合理的な愚か者の好奇心

団塊おじさんの "見たぞ! 読んだぞ! 歩いたぞ!"

ああ彰義隊

Sdsc00036 慶応4年(1868)正月、徳川慶喜大政奉還後、鳥羽伏見の戦いに敗れて、大阪から海路江戸へ逃げ帰ります。その後、有栖川宮熾仁(たるひと)親王を総督とする明治新政府軍が江戸に向かいます。慶喜は上野寛永寺で恭順蟄居します。3月、勝海舟西郷隆盛の巨頭会談の結果、江戸無血開城が決まります。
徳川家の処分が官軍の間で議論されている一方で、和平に不満を持つ旧幕臣の一部が彰義隊を結成し、上野寛永寺に立てこもります。
慶応4年5月15日早朝、大村益次郎指揮の東征軍が、上野の山に立てこもる彰義隊に総攻撃を仕掛けます。世に言う上野戦争です。
彰義隊三千人に対して、新政府軍はなんと7倍の二万の軍勢、圧倒的な戦力差に加えて、午後になると新政府軍はアームストロング砲を運び込み、寛永寺山内に打ち込みます。午後2時、激戦の末たまらず広小路口からの黒門が突破され、開戦後11時間で戦況は決定的なものになります。

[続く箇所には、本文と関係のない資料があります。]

PR #1193, opened 2026-08-20
fix(signing): canonicalize agent cards per RFC 8785

### LINKED ISSUE #1174: [Bug]: _canonicalize_agent_card is not RFC 8785, so signed cards with non-ASCII content fail cross-SDK verification
**What happened?**

`_canonicalize_agent_card` in `src/a2a/utils/signing.py` finishes with `json.dumps(cleaned_dict, separators=(',', ':'), sort_keys=True)`. Spec §8.4.1 requires RFC 8785, and that call is not RFC 8785 on three axes, each of which is reachable from a conformant Agent Card and each of which breaks verification against `@a2a-js/sdk`.

First, `json.dumps` defaults to `ensure_ascii=True`, so every non-ASCII character in any string is emitted as a `\uXXXX` escape. RFC 8785 §3.2.2.2 requires literal UTF-8 outside the mandatory escape set. Any card with an accent in `name`, `description` or a skill description is affected, which in practice means any card not written in English. Second, `sort_keys=True` orders keys by Unicode code point, while RFC 8785 §3.2.3 requires ordering on UTF-16 code units. The orders differ whenever one key contains a non-BMP character and another contains a BMP character at or above U+E000, since the astral character's leading surrogate 0xD83D sorts below 0xFF01 in UTF-16 but its code point U+1F600 sorts above U+FF01. Arbitrary keys reach the canonicalizer through `AgentCard.security_schemes`, which is a `map<string, SecurityScheme>`, and through `AgentExtension.params`, which is a `google.protobuf.Struct`. Third, `json.dumps` serializes floats with `repr`, so `0.000001` becomes `1e-06`, while RFC 8785 §3.2.2.3 mandates the ECMAScript `Number::toString` algorithm and therefore `0.000001`. Numbers reach the canonicalizer through `AgentExtension.params`.

The consequence is a live cross-SDK break rather than a theoretical one. I signed six cards with `create_agent_card_signer` from `a2a-sdk` 1.1.2 and verified them with `verifyAgentCardSignature` from `@a2a-js/sdk` 1.0.1 using the matching public JWK. The ASCII-only control passes, which establishes that the keys, the JWK export, the JWS construction and the proto round-trip are all fine. The non-ASCII card, the astral-key card and the numeric-params card are all rejected. The mirror direction fails identically: cards signed by the JS SDK and verified with `create_signature_verifier` raise `InvalidSignaturesError` for the same three cases and pass for the ASCII control. Every one of the six cards verifies under this SDK's own verifier, so this is not a signer/verifier asymmetry inside the SDK; the SDK is internally consistent and disagrees with the other implementation.

To settle which side is conformant rather than argue it, I re-canonicalized both SDKs' output with two RFC 8785 implementations written by neither SDK author, `rfc8785.py` in Python and `gowebpki/jcs` v1.0.1 in Go. Both agree on every case: the JS output is RFC 8785 on all three axes and this SDK's output is not on any of them. The Go oracle, fed this SDK's canonical string as input, reproduces the JS canonical string byte for byte.

A minimal reproduction, needing only `pip install "a2a-sdk[signing]" rfc8785`:

```python
import json, rfc8785
from a2a.types import AgentCard, AgentCapabilities, AgentInterface, AgentSkill
from a2a.utils.signing import _canonicalize_agent_card

card = AgentCard(
    name="Café Agent", description="Planifie des itinéraires.", version="1.0.0",
    supported_interfaces=[AgentInterface(url="https://example.com/a2a/v1",
                                         protocol_binding="JSONRPC", protocol_version="1.0")],
    capabilities=AgentCapabilities(streaming=True),
    default_input_modes=["text/plain"], default_output_modes=["text/plain"],
    skills=[AgentSkill(id="route", name="route", description="Plan a route.", tags=["maps"])],
)
sdk = _canonicalize_agent_card(card)
ref = rfc8785.dumps(json.loads(sdk)).decode()
print("a2a-python:", sdk)
print("RFC 8785  :", ref)
print("equal     :", sdk == ref)   # False
```

The fix I would suggest is to replace the `json.dumps` call with a real RFC 8785 implementation rather than to patch the three symptoms, because the three axes found here are the ones reachable from an Agent Card today and the RFC has more rules than that; a card gaining a numeric or exotic-key field later would reintroduce the class. `rfc8785` on PyPI is a pure-Python implementation with no C dependency and would be a one-line change inside `_canonicalize_agent_card`. If a new dependency in the `signing` extra is unwelcome I am happy to send the hand-rolled version instead, but it will be materially longer than three lines because ES6 number serialization is the hard part.

Note that fixing this alone changes the bytes this SDK signs, so it is a wire-visible change for anyone already signing non-ASCII cards. I would expect it to ship with the same release discipline as any other canonical-form change, and it is worth landing alongside the specification clarification I have filed at a2aproject/A2A#2122, since a second, separate divergence exists where both SDKs agree with each other and disagree with the specification's worked example. That one is not a Python-specific bug and I have raised it against the spec rather than here.

astrogilda:
Fixes #1174.

The `_canonicalize_agent_card` function builds the bytes that a signature covers, so whatever it produces is what a verifier in another SDK has to reproduce exactly. Today it ends in one call:

```
json.dumps(cleaned_dict, separators=(',', ':'), sort_keys=True)
```

That does not produce RFC 8785 on any of the three axes the scheme exists to fix, and I ran each one against the code as it stands before changing it rather than reasoning about it. A card named Café Agent serializes its name as `{"name":"Caf\u00e9 Agent"}`, where JCS section 3.2.2.2 asks for the literal UTF-8 bytes `{"name":"Café Agent"}` and escapes only the C0 range, the quote and the backslash. sort_keys=True orders keys by code point, where section 3.2.3 asks for UTF-16 code unit order, so a card whose extension params carry the keys U+1F600 and U+FF01 comes out in the opposite order from every conforming implementation. And repr formats numbers, where section 3.2.2.3 asks for the ECMAScript Number::toString algorithm, so an extension param of 0.000001 is written 1e-06 and an integral param of 1 is written 1.0. Every one of those four canonical forms disagrees with an independent implementation of the RFC; after the change all four agree byte for byte.

There is a fourth divergence underneath the three in the issue, and it is the one that would have made a fix on the first three ineffective. The signer parsed the canonical string back into a dict and handed the dict to jwt.encode, which serializes its payload with its own json.dumps and therefore re-applies ensure_ascii=True to bytes that had just been canonicalized. The canonical form would have been correct and the bytes actually signed would still have been escaped. The signer now hands the canonical bytes to the JWS layer directly. The protected header is byte-identical either way, which the tests assert against a jwt.encode reference so that this cannot regress into a silent compatibility break in the header a verifier reads kid and alg out of.

On the question you left open, of vendoring a package versus writing the algorithm here: I wrote it here, and I put the package in as a test-only oracle instead, because that is strictly stronger than either option on its own. The `rfc8785` package on PyPI is Trail of Bits' implementation, Apache-2.0, a pure-Python py3-none-any wheel with no runtime dependencies of its own and requires-python >=3.8, so it installs cleanly across the whole 3.10 to 3.14 matrix; its most recent release is 0.1.4 from 2024-09-27, which for a finished implementation of a frozen RFC is a reasonable place to sit rather than a warning sign. The reason not to make it a runtime dependency of `a2a-sdk[signing]` is that the signing extra is the code that decides whether a card is trustworthy, and a dependency there is one more package an attacker has to compromise to change what a signature means. The reason to use it anyway is that if it were the implementation, nothing would be checking it. As the oracle it checks this implementation on every accepted vector, alongside a corpus whose expected values two other implementations already agree on, so the change lands with three-way agreement instead of one-way trust. The expensive half is number formatting and I did not write that from scratch either: it is adapted from the reference implementation at `cyberphone/json-canonicalization`, Apache-2.0, credited in the module docstring, and then checked against the oracle over twenty thousand seeded random doubles and every mantissa-and-exponent pair near the notation thresholds. If you prefer that the SDK depend on rfc8785 at runtime, say so and I will make that swap; it is a one-line change to _canonicalize_agent_card and the entire test suite here stays valid, because the tests are written against the RFC rather than against this implementation.

The tests are lifted rather than invented. The 57 vectors in `tests/utils/jcs_vectors.json` come verbatim from the language-neutral `a2a-jcs-v01` corpus proposed in a2aproject/a2a-tck#228, which is 47 accept, 10 reject, and five groups covering signature exclusion, key ordering, string serialization, number serialization, and arrays and nesting. Each vector carries its expected canonical form as a UTF-8 hex string, so a transcription mistake cannot hide inside an editor's encoding, and each expected value was produced by two independent implementations written by neither SDK author which agree byte for byte. I verified the lift programmatically rather than by eye: all 57 ids present, no extras, and zero mismatches on disposition, input and expected hex against the vector files in that PR. On top of the corpus the suite adds the cases this ecosystem has already found implementations disagreeing on: unpaired surrogates in keys and in values, noncharacters, characters above the BMP, U+2028 and U+2029, negative zero, denormals, the 1e21 and 1e-7 notation boundaries, integers past the exact-integer range, and nesting on both sides of the depth bound. That is 165 tests, and the full suite is 1950 passed with ruff check, ruff format --check and ty check all clean.

Then I tried to break it, which is where the depth bound comes from. Nesting is attacker-controlled: `AgentExtension.params` is a `google.protobuf.Struct` and nests arbitrarily, and an unbounded recursive serializer turns a hostile card into a stack exhaustion in whoever verifies it rather than a rejected signature. Serialization stops at 128 levels, and the `_clean_empty` helper needed the same bound because it runs first and would otherwise be the crash site while the serializer's bound sat unreachable behind it. A card past the bound now fails as `InvalidSignaturesError` on the verify path rather than as a new exception type at callers. I also checked the mutations: reversing the key order to code point, restoring ensure_ascii, restoring repr for numbers, removing the depth cap, emitting -0, and removing the surrogate rejection each turn the suite red, at 7, 35, 19, 4, 4 and 6 failures respectively. These tests fail for the reasons they claim to exist.

Two things worth knowing that are not this change. The compatibility break is real but narrow, and I measured its edges rather than describing them: a pure-ASCII card with no extension params canonicalizes identically before and after, and so does one whose extension params are ASCII strings, so those signatures keep verifying. A card with any non-ASCII text anywhere, or any numeric extension param, produces different bytes and its existing signatures will not verify, and that is the point: those are exactly the cards that do not verify in other implementations today. Separately, while attacking the signing path I found that _clean_empty lets a card carry content the signature does not cover. A card whose extension params include `"policy": ""` canonicalizes to the same bytes as a card with no policy key at all, so a signature made over the second verifies the first. That behaviour predates this change and fixing it would be a second and larger break, so I have deliberately left it alone here; I have a reproducer and I am happy to open it as its own issue if you want it tracked.

### DIFF
--- a/.github/actions/spelling/allow.txt
+++ b/.github/actions/spelling/allow.txt
@@ -37,9 +37,12 @@ coc
 codegen
 coro
 culsans
+cyberphone
 datamodel
 datapart
 deepwiki
+denormal
+denormals
 drivername
 DSNs
 dunders
@@ -56,6 +59,7 @@ GBP
 genai
 getkwargs
 gle
+gowebpki
 GVsb
 hazmat
 HS256
@@ -91,6 +95,8 @@ middleware
 mikeas
 mockurl
 mysqladmin
+noncharacter
+noncharacters
 notif
 npx
 oauthoidc
@@ -128,6 +134,7 @@ resub
 rmi
 RS256
 RUF
+Rundgren
 SECP256R1
 SFIXED
 SLF
@@ -135,6 +142,7 @@ socio
 sse
 starlette
 Starlette
+stringified
 subgids
 subuids
 sut
--- a/pyproject.toml
+++ b/pyproject.toml
@@ -114,6 +114,10 @@ dev = [
   "pytest-mock>=3.14.0",
   "pytest-xdist>=3.6.1",
   "respx>=0.20.2",
+  # Test-only oracle. The RFC 8785 conformance tests check the canonicalizer
+  # against an independent implementation, so a mistake shared between the
+  # implementation and its tests still shows up. Not a runtime dependency.
+  "rfc8785>=0.1.4",
   "ruff>=0.12.8",
   "uv-dynamic-versioning>=0.8.2",
   "types-protobuf<7",
--- a/src/a2a/utils/_jcs.py
+++ b/src/a2a/utils/_jcs.py
@@ -1,0 +1,227 @@
+"""RFC 8785 JSON Canonicalization Scheme (JCS).
+
+The Agent Card signature covers a canonical serialization of the card, so the
+bytes produced here are the bytes that get signed. `json.dumps` cannot produce
+them: it escapes non-ASCII by default, orders keys by code point rather than by
+UTF-16 code unit, and formats numbers with `repr` rather than with the
+ECMAScript `Number::toString` algorithm.
+
+Number formatting follows ECMA-262 7.1.12.1 as amended by RFC 8785 section
+3.2.2.3. That part of the algorithm is adapted from Anders Rundgren's reference
+implementation, which is published under the Apache License 2.0:
+https://github.com/cyberphone/json-canonicalization
+
+Serialization is depth-limited. Nesting is attacker-controlled through
+`AgentExtension.params`, which is a `google.protobuf.Struct` and so may nest
+arbitrarily, and an unbounded recursive serializer turns that into a crash in
+whatever process verifies the card.
+"""
+
+from __future__ import annotations
+
+import math
+import re
+
+from typing import Any
+
+
+MAX_DEPTH = 128
+"""Maximum object/array nesting accepted by `canonicalize`.
+
+Deep enough that no plausible Agent Card reaches it, shallow enough that the
+recursion cannot exhaust the interpreter stack.
+"""
+
+# JSON numbers are IEEE 754 double-precision floats (RFC 8785 section 3.2.2.3),
+# so integers outside this range have no interoperable representation.
+_SAFE_INT_MAX = 2**53 - 1
+_SAFE_INT_MIN = -(2**53) + 1
+
+# ECMA-262 7.1.12.1 steps 6 and 8: outside this exponent window a number is
+# written in exponential notation, inside it the digits are written out in full.
+_EXPONENT_EXPANSION_CEILING = 21
+_EXPONENT_EXPANSION_FLOOR = -7
+
+# RFC 8785 section 3.2.2.2: escape the two mandatory characters and the C0
+# control range, and emit everything else as literal UTF-8.
+_ESCAPE_RE = re.compile(r'[\x00-\x1f\\"]')
+_ESCAPE_MAP = {
+    '\\': '\\\\',
+    '"': '\\"',
+    '\b': '\\b',
+    '\f': '\\f',
+    '\n': '\\n',
+    '\r': '\\r',
+    '\t': '\\t',
+}
+for _codepoint in range(0x20):
+    _ESCAPE_MAP.setdefault(chr(_codepoint), f'\\u{_codepoint:04x}')
+del _codepoint
+
+
+class CanonicalizationError(ValueError):
+    """Raised when a value has no RFC 8785 canonical form."""
+
+
+def canonicalize(obj: Any) -> str:
+    """Serializes `obj` to its RFC 8785 canonical form.
+
+    Args:
+        obj: A JSON value: `None`, `bool`, `int`, `float`, `str`, or a list or
+            dict of the same. Dict keys must be strings.
+
+    Returns:
+        The canonical serialization. The result is `str` rather than `bytes`
+        for the caller's convenience; RFC 8785 defines the canonical form as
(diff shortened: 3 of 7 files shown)


mykytanetipa (approved):
LGTM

Sdsc00028 官軍は、彰義隊に対して容赦のない厳罰で臨み、死体の後片付けさえも許さなかったと言われています。遺体はそのまま雨の中を数日放置され、悪臭が漂い始めました。市民たちはその痛ましさに目をそむけ、鼻をふさぐ状況だったようです。
こうした悲惨な状況を見て、官軍の目も気にせず、敢然と彰義隊の遺体収容に立ち上がったのが、三ノ輪円通寺の住職仏磨和尚と有名な新門辰五郎らでありました。現在、上野の西郷隆盛像の裏にある山岡鉄舟筆になる「戦士の墓」は、その時の彰義隊隊士の遺体の火葬場跡です。(写真でご覧のとおりどう見ても「戦死の墓」としか読めないんですよね。変ですねぇ。)
Sdsc00030 激戦地となった黒門はこの時の縁で、写真のとおり、現在は三ノ輪の円通寺に保存されています。ご覧のように黒門とはあまり似合わない派手なお寺です。
(注)なお、蛇足ですが、昭和38年に起きた吉展ちゃん誘拐事件で、犯人の小原保が吉展ちゃんを殺害し埋めたのが三ノ輪にあるこの円通寺です。ご記憶でしょうか。

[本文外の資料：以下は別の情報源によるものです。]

Issue #138, opened 2023-04-21
Support `.jsx` and `.tsx` by default?


tessro:
### Describe the feature

Would you be open to adding `.jsx` and `.tsx` extensions to the default set? Currently, in React projects, Jiti throws "Cannot find module" errors when parsing files that import JSX/TSX. TypeScript typically loads these automatically, so it's a cryptic issue that is likely to trip people up. (I spent over an hour tracking it down.) Since Jiti is used as middleware in other tools (in my case, by GraphQL Code Generator), this error is typically not something a user is prepared to debug, since they may not even realize Jiti is used under the hood.

JSX/TSX are typically supported automatically by TypeScript itself so this feels like a safe change, if you're open to it! 🤞🏼 

Addendum: For `.tsx` specifically, I believe `isTypescript` would also need to be updated for this to work. That feels extremely safe since `.tsx` files are always TypeScript.

### Additional information

- [X] Would you be willing to help implement this feature?

pi0:
I am open to supporting tsx. Do you mind to open a PR with change + a test fixture for usage? (how are we going to provide a default `h` function?)

paulrosania:
Sure, I will take a look at this. I'm not sure what you mean by `h` function, is this an additional functionality beyond the default import?

reichhartd:
@paulrosania Did you found a workaround until the feature is implemented?

paulrosania:
Unfortunately no, I have not had time to look into this further. For now I'm using this patch (via `patch-package`) which adds `.tsx` support. It's brittle but it gets the job done.

https://gist.github.com/paulrosania/4c21f6592e241e49d34f1fdc6586ef96

pi0:
`h` and `Fragment` are global constructs that a transpiled JSX code depends on.

For example this:

```tsx
export const Test = () => <div>42</div>;
```

It needs to be transpiled to this:

```js
export const Test = () => h("div", null, "42");
```

And jiti should support an option to specific what global `h` is (it can be `React.createElement` or `Vue.h` for example)

yuusheng:
I would like to solve this!

PR #200, opened 2024-01-05
feat: support jsx

yuusheng:
### 🔗 Linked issue

https://github.com/unjs/jiti/issues/138

### ❓ Type of change

- [ ] 📖 Documentation (updates to the documentation, readme, or JSdoc annotations)
- [ ] 🐞 Bug fix (a non-breaking change that fixes an issue)
- [ ] 👌 Enhancement (improving an existing functionality like performance)
- [x] ✨ New feature (a non-breaking change that adds functionality)
- [ ] 🧹 Chore (updates to the build process or auxiliary tools and libraries)
- [ ] ⚠️ Breaking change (fix or feature that would cause existing functionality to change)

### 📚 Description

Currently `jiti` has no jsx support. This PR aims to support jsx with some simple configurations.

### 📝 Checklist

- [x] I have linked an issue or discussion.
- [x] I have updated the documentation accordingly.


src/options.ts
```diff
@@ -23,11 +24,23 @@ const jitiDefaults: JITIOptions = {
...
+    ".mts",
+    ".cts",
+    ".json",
+    ...(_EnvJsx ? [".jsx", ".tsx"] : []),
+  ],
   alias: _EnvAlias,
   nativeModules: _EnvNative || [],
   transformModules: _EnvTransform || [],
   experimentalBun: _ExpBun === undefined ? !!process.versions.bun : !!_ExpBun,
+  transformOptions: {
```
yuusheng, line 41: This could be overwritten by user config. Should we use `defu` to merge the `jitiDefaults` and `userOptions`.

pi0: For this PR, we can simply spread user options. We can consider defu in later PR 👍🏼

src/babel.ts
```diff
@@ -44,6 +44,19 @@ export default function transform(opts: TransformOptions): TRANSFORM_RESULT {
     _opts.plugins.push(require("@babel/plugin-syntax-import-assertions"));
   }
 
+  if (opts.jsx) {
+    if (!_opts.presets) {
+      _opts.presets = [];
+    }
+
+    _opts.presets.push([
+      require("@babel/preset-react"),
```
pi0, line 53: I think we should base on `synctax-jsx` directly for basic/universal support https://babeljs.io/docs/babel-plugin-syntax-jsx

README.md
```diff
@@ -116,6 +117,14 @@ Return the `.default` export of a module at the top-level.
 
 Custom alias map used to resolve ids.
 
+### `jsx`
+
+- Type: Boolean
```
pi0, line 122: (we can document value can be a stringified JSON object too)

src/babel.ts
yuusheng: I use `@babel/preset-react` because `@babel/plugin-syntax-jsx` can only support babel to parse this syntax, but cannot transform to code to `h` function or `React.createElement`. Or we can use both  `@babel/preset-react` and `@babel/plugin-transform-react-jsx` to parse it and transform to `h` function (or `React.createElement`). `@babel/preset-react` just do it inside.

README.md
yuusheng: It has been updated.

README.md
```diff
@@ -14,6 +14,7 @@ Runtime Typescript and ESM support for Node.js
 
 - Seamless typescript and ESM syntax support
 - Seamless interoperability between ESM and CommonJS
+- `jsx` support with simple configuration
```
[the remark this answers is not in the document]
yuusheng: It has been updated.

src/babel.ts
yuusheng: I use plugins to replace presets.

yuusheng:
Should this PR merge into the `main` branch? Maybe merge into the `v1` branch?

src/babel.ts
pi0: Thanks for change. I will try to locally test but as explained in #138, my main idea to have minimal syntax changes and instead _inject_ the react (or any other JSX renderer) render function in instead of tightly coupling with react (although rest of the ecosystem for many of historical reasons are currently are)

pi0:
`main` should we fine we shall announce it for v2 👍🏼

src/babel.ts
yuusheng: I don't know if I understand correctly. It seems that we didn't tightly couple with react. Installing `react` as devDependencies is to solve the test error when running jsx files. And `@babel/plugin-transform-react-jsx` can transform code from `<div>foo</div>` to `React.createElement('div', null, 'foo')` (or `h('div', null, 'foo')` depends on configuration. That's all we do. And the react (or other JSX renderer) is injected by the users.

黒門には、写真でお分かりのようにたくさんの弾痕の跡がはっきりと残っています。
Sdsc00033 この弾痕は、伏見寺田屋の柱に残る竜馬の撃った弾痕とは違い、完璧な本物であります。
余談ですが、当時の銃創は、弾が大きかったこともあって、殺傷力が中途半端で、撃たれると痛みが激しいことに加えて化膿しやすく長期間治り難かったようです。伏見で襲撃された近藤勇も相当苦労させられていますし、新撰組から彰義隊にただ一人参加した原田左之助は、この上野戦争で被弾し、その傷が元で二日後わずか29才の若さで、かくまわれていた現在の江東区猿江町で、妻子を残したまま亡くなっています。

ここで、その後の上野公園について「番外編」です。

彰義隊と官軍で戦われた上野戦争後、明治維新によって江戸は東京となり、廃藩置県を契機に難民が上野の山に押し寄せ激増しました。増大する難民によって上野公園内に放置されるたくさんの行路病者(行き倒れ)収容のため、明治5年東京府により養育院(現在の都立老人医療センター)が開設されます。明治7年、上野公園内のこの養育院の一部に東京府病院が設立されます。その中のそのまた一部(50床)がはじめててん狂室として運営され、その後東京府てん狂院として精神病者を収容する施設(現在の松沢病院)として独立していきます。

以上のように、彰義隊が壊滅させられたわずか4年後、維新後の混乱の中、行き倒れだらけで酸鼻を極める同じ上野の山で、記念すべき都立病院第一号が産声を上げたのであります。